Activity - In the listing below, locate the line containing "This PR maintains"; reproduce that line and all lines that follow it, unchanged.

Supplied records -
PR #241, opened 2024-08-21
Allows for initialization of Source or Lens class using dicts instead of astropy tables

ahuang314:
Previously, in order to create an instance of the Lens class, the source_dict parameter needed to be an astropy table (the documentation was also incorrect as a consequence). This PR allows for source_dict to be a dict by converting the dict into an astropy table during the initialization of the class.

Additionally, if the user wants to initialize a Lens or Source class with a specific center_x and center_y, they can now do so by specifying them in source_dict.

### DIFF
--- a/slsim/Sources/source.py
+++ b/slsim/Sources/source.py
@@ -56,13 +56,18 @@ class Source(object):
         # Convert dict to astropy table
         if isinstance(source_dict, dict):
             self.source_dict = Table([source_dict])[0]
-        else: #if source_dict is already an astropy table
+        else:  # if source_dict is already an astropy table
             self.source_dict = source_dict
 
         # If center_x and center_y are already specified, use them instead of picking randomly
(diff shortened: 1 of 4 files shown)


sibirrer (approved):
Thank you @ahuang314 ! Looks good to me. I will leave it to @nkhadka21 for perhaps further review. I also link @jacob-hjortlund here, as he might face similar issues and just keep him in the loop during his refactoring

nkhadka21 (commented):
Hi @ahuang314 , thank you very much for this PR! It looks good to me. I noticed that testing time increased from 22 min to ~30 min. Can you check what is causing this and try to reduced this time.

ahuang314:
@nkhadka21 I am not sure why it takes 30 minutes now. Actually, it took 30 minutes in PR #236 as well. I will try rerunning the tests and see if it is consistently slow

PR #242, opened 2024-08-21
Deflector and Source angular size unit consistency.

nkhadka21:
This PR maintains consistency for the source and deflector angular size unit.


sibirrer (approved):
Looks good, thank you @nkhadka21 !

Exercise output -
This PR maintains consistency for the source and deflector angular size unit.


sibirrer (approved):
Looks good, thank you @nkhadka21 !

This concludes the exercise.